Dear Bhakti Niskama Shanta,
namaste, and thank you for the promotion – I'm not a professor. :-)
Thank you also for the indirect link to the source!
This is a direct link. It says pretty much what I predicted:
"The logic of the critique of the vitalists was impeccable. But all their efforts to find a scientific answer to all the so-called vitalistic phenomena were failures. Generations of vitalists labored in vain to find a scientific explanation for the Lebenskraft ["life force" in German] until it finally became quite clear that such a force simply does not exist."

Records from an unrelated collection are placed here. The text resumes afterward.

PR #23309, opened 2025-07-10
Switch FFT library from pocketfft to ducc0

### LINKED ISSUE #15104: BUG: Possible memory leaks in signal.welch?
### Describe your issue.

When invoking welch on different sized data, it seems memory leaks are introduced even when the result of welch call is not stored in any variables and gc is collected afterwards. The data I feed into welch in the example below are just the original data with 1 byte removed (no copies), to ensure the input size is different. It also seems that after several cycles the memory use goes down a bit again (but again it should not be garbage collector since it is explicitly collected after each call).

I suspect there might beinternal caches created for distinct input sizes different, not sure if there is a way to clean these after each welch (https://github.com/scipy/scipy/issues/5986 suggests some methods to clean the cache using methods as destroy_zfft_cache etc, but I don't see these in the latest version of scipy anymore...).

OS: Windows 10

### Reproducing Code Example

```python
from scipy import signal
import numpy as np
import gc
import os, psutil

n = 60000000
data = np.random.randn(n)
process = psutil.Process(os.getpid())

for i in range(10):
    fft_size = n
    segment_size = int(fft_size / 2)
    overlap_fac = 0.2
    overlap_size = int(overlap_fac * segment_size)

    signal.welch(data, 8000, window='hann', nfft=fft_size,
                                return_onesided=True, detrend='constant', average='mean', nperseg=segment_size,
                                noverlap=overlap_size)
    gc.collect()

    print(f"Memory use loop {i}: {process.memory_info().rss} bytes")

    n -= 1
    data = np.delete(data, -1)
```

### Error message

```shell
Memory use loop 0: 1.557362 GB
Memory use loop 1: 2.302464 GB
Memory use loop 2: 8.255886 GB
Memory use loop 3: 12.674786 GB
Memory use loop 4: 12.141304 GB
Memory use loop 5: 7.263657 GB
Memory use loop 6: 13.386681 GB
Memory use loop 7: 5.997337 GB
Memory use loop 8: 12.672852 GB
Memory use loop 9: 7.488586 GB
```

1.7.3 1.21.4 sys.version_info(major=3, minor=9, micro=9, releaselevel='final', serial=0)

mreineck:
#### Reference issue
Closes https://github.com/scipy/scipy/issues/15104.

This switches the FFT library from `pocketfft` to its successor `ducc0`. The changes are not dramatic, but they include
- more compact plan storage (consumes `O(sqrt(N))` memory instead of `O(N)`)
- many incremental performance improvements

#### Additional information
There are a few things to be done to make this work:
- [ ] create a clone of https://gitlab.mpcdf.mpg.de/mtr/ducc in the Github `scipy` organization. Don't worry that the overall package is GPL licensed - everything related to FFT is also licensed under BSD3.
- [ ] compile a subset of the C++ files in there to a shared C++ library (I'll provide a list)
- [ ] adjust the calls within `scipy` itself (probably not a big amount of work, because the interface has not changed much).
- [ ] deal with situations that `ducc0` can't handle (mainly data arrays with strides that are not a multiple of the data type size).

@lucascolley, @peterbell10, I'm definitely going to need your help with this!


rkern:
This isn't [the way we work](https://scipy.github.io/devdocs/dev/contributor/development_workflow.html) and not how we use draft PRs. Please make a PR when you have functioning code that's ready to review. You can have conversations in an issue rather than a PR. If you need to collaborate before your branch is ready, be sure to do so on your own fork.

lucascolley:
Apologies @rkern, I said that this would be okay. Feel free to take over and direct the process if you have time to spare.

lucascolley:
@mreineck I am also happy to do this on your fork as Robert suggested

rkern:
Okay, yeah, I see that invitation now. @mreineck I apologize for the whipsaw of being told opposite things in quick succession. But I do think it would be better to use an issue for tracking work and discussion (regardless of where the work is done, this needs a separate issue made) and then a branch on one's own fork for collaboration until there's something reviewable. We don't want to be running all of our CI on every tentative commit in the meantime.

mreineck:
I'm fine with any approach! And I completely understand you want to avoid triggering CI whenever something happens on my branch.

Let's close this PR for the time being, and I'll open an issue, OK?

PR #23310, opened 2025-07-10
TST: stats: add test for CustomDistribution `__string__` & `__repr__`

hippowm:
This PR adds a test for the `__string__` & `__repr__` methods of `CustomDistribution` classes in the `stats.make_distribution` function. The test ensures that the string representations of the superclass `ContinuousDistribution` are correctly replaced with a custom string. PR https://github.com/scipy/scipy/pull/22371 added the methods without tests. This new test adds coverage to the following lines (that were modified in the PR^^):

```py
def _make_distribution_custom(dist):
    parameters = []
    support = getattr(dist, 'support')

    ...
    repr_str = dist.__class__.__name__

    class CustomDistribution(ContinuousDistribution):
        _parameterizations = ([_Parameterization(*parameters)] if parameters
                              else [])
        _variable = _x_param

        def __repr__(self):
            s = super().__repr__() #✅ NOW COVERED
            return s.replace('CustomDistribution', repr_str) #✅ NOW COVERED

        def __str__(self):
            s = super().__str__() #✅ NOW COVERED
            return s.replace('CustomDistribution', repr_str) #✅ NOW COVERED

    methods = {'sample', 'logentropy', 'entropy',
    ...
```

Note: Parts of this test have been automatically generated by a novel technique that we're currently developing as part of an academic research project aiming at improving test coverage. *To not waste developer time, two researchers manually checked the test before submitting it.* We appreciate the developers' time and any feedback is welcomed.

### DIFF
--- a/scipy/stats/tests/test_continuous.py
+++ b/scipy/stats/tests/test_continuous.py
@@ -1446,6 +1446,36 @@ class TestMakeDistribution:
             assert repr(dist(beta=2)) == "HalfGeneralizedNormal(beta=np.float64(2.0))"
         assert 'HalfGeneralizedNormal' in dist.__doc__
 
+    def test_custom_distribution_repr_str(self):
+            # Create a custom distribution class
+            class MyLogUniform:
+                @property
+                def __make_distribution_version__(self):
+                    return "1.16.0"
+
+                @property
+                def parameters(self):
+                    return {'a': {'endpoints': (0, np.inf), 
+                                  'inclusive': (False, False)},
+                            'b': {'endpoints': ('a', np.inf), 
+                                  'inclusive': (False, False)}}
+
+                @property
+                def support(self):
+                    return 'a', 'b'
+
+                def pdf(self, x, a, b):
+                    return 1 / (x * (np.log(b) - np.log(a)))
+
+            LogUniform = stats.make_distribution(MyLogUniform())
+            dist_instance = LogUniform(a=2.0, b=3.0)
+
+            # Test __str__ method
+            assert str(dist_instance) == 'MyLogUniform(a=2.0, b=3.0)'
+            # Test __repr__ method
+            assert repr(dist_instance) == \
+                'MyLogUniform(a=np.float64(2.0), b=np.float64(3.0))'
+
 
 class TestTransforms:
 
--- a/scipy/stats/tests/test_continuous.py
+++ b/scipy/stats/tests/test_continuous.py
@@ -1464,19 +1464,17 @@ class TestMakeDistribution:
                 def support(self):
                     return 'a', 'b'
 
-                def pdf(self, x, a, b):
-                    return 1 / (x * (np.log(b) - np.log(a)))
-
             LogUniform = stats.make_distribution(MyLogUniform())
             dist_instance = LogUniform(a=2.0, b=3.0)
 
             # Test __str__ method
             assert str(dist_instance) == 'MyLogUniform(a=2.0, b=3.0)'
             # Test __repr__ method
-            assert repr(dist_instance) in {
-                'MyLogUniform(a=np.float64(2.0), b=np.float64(3.0))',
-                'MyLogUniform(a=2.0, b=3.0)',
-            }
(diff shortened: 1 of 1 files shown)


scipy/stats/tests/test_continuous.py
```diff
@@ -1446,6 +1446,38 @@ def test_repr_str_docs(self):
...
+                                  'inclusive': (False, False)},
+                            'b': {'endpoints': ('a', np.inf), 
+                                  'inclusive': (False, False)}}
+
+                @property
+                def support(self):
+                    return 'a', 'b'
+
+                def pdf(self, x, a, b):
+                    return 1 / (x * (np.log(b) - np.log(a)))
```
tylerjereddy: For the purposes of this test, it looks like you can just purge out `pdf()` and it will still pass (see below). I suppose we may want to keep the test as simple as possible, even if defining `pdf()` is more realistic in many cases.

```diff
--- a/scipy/stats/tests/test_continuous.py
+++ b/scipy/stats/tests/test_continuous.py
@@ -1464,9 +1464,6 @@ class TestMakeDistribution:
                 def support(self):
                     return 'a', 'b'
 
-                def pdf(self, x, a, b):
-                    return 1 / (x * (np.log(b) - np.log(a)))
-

```

scipy/stats/tests/test_continuous.py
```diff
@@ -1446,6 +1446,38 @@ def test_repr_str_docs(self):
...
+            LogUniform = stats.make_distribution(MyLogUniform())
+            dist_instance = LogUniform(a=2.0, b=3.0)
+
+            # Test __str__ method
+            assert str(dist_instance) == 'MyLogUniform(a=2.0, b=3.0)'
+            # Test __repr__ method
+            assert repr(dist_instance) in {
+                'MyLogUniform(a=np.float64(2.0), b=np.float64(3.0))',
+                'MyLogUniform(a=2.0, b=3.0)',
+            }
```
tylerjereddy: pretty minor point, but above we have similar checks that are guarded on NumPy version, which is what determines which of these strings get matched, i.e., above there is:

```python
1445         if np.__version__ >= "2":
1446             assert repr(dist(beta=2)) == "HalfGeneralizedNormal(beta=np.float64(2.0))"
```

One advantage to that is that we can more easily identify which shims can be removed when the minimum supported NumPy is `2.0.0` (makes i.e., `git grep` chores easier), but it likely doesn't matter very much.

tylerjereddy (commented):
Since the CI is passing and you're just adding a new test, with no old tests changed, this is probably pretty safe.

I added some minor comments.

tylerjereddy:
We may want Albert or Matt to check it real quick, but the risk is very small with just adding a test.

mdhaber:
Is there a discussion somewhere about the tool used to generate this code? (Was it already decided that it's OK for SciPy?)

tylerjereddy:
good point, may be good to check on provenance, especially with the proliferation of license-dubious LLM-inspired solutions (though I've mostly tried to stay out of that discussion/debate)

lucascolley:
I can't imagine it would be significantly more objectionable than what is widely available to the public and has likely already been used in many PRs. I've been getting involved in the discussion on LLM policy and would like to see it move forward, but I don't think that should hold up PRs like this.

mdhaber:
I'll accept whatever consensus there is about this sort of thing. But personally, I'm not really keen on mixing AI generated code into this part of the project. This particular test is not very strong (or important, IMO), so I don't see much motivation to use the new distribution infrastructure as a testing ground for this sort of contribution. If it is really important to others that this test be added, I'd prefer to do it manually in one or two lines elsewhere.

hippowm:
Thank you for your opinions. We aim to contribute useful tests. When we manually review these tests, we occasionally run into tests that we are not sure of their worthiness (like Matt pointed out). In this case, we submit them and rely on the developers' judgement. So far our tests to scipy have seen mostly positive feedback.

j-bowhay:
Superseded by #23395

Mayr's point, evidently, was that the vitalists applied impeccable logic to completely faulty premises and so, through no fault of their own, drew completely wrong conclusions that logically followed from these faulty premises. Yes, Mayr said, organisms aren't wind-up toys as Descartes thought; yes, he said, organisms can't be wind-up toys, as the vitalists correctly pointed out; but, he also said, we're a lot more similar to wind-up toys than the vitalists believed. There is no ghost in the machine; there is no magic that happens between an organism's nucleotide sequence and an organism's behavior or growth or reproduction. The vitalists were not ridiculously stupid, they were simply wrong because they – like everyone else in their time – lacked knowledge of very important facts, said Mayr, and I agree.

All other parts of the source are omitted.